Exercise requirements. Print out every entry that follows, exactly as written.

[Opening Record set section]

PR #793, opened 2022-05-03
Configure HighEntropyVA to true

matteo-prosperi:


AArnott:
This is already the default for msbuild 
https://github.com/dotnet/msbuild/blob/8872ed650643d12340fb22ece223c1aacf5a30a0/src/Tasks/Microsoft.NET.props#L37

binlog confirms this is the default for our pipeline.

matteo-prosperi:
Turns out this is not necessary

[Closing Record set section]

Result of this exercise.
PR #793, opened 2022-05-03
Configure HighEntropyVA to true

matteo-prosperi:


AArnott:
This is already the default for msbuild 
https://github.com/dotnet/msbuild/blob/8872ed650643d12340fb22ece223c1aacf5a30a0/src/Tasks/Microsoft.NET.props#L37

binlog confirms this is the default for our pipeline.

matteo-prosperi:
Turns out this is not necessary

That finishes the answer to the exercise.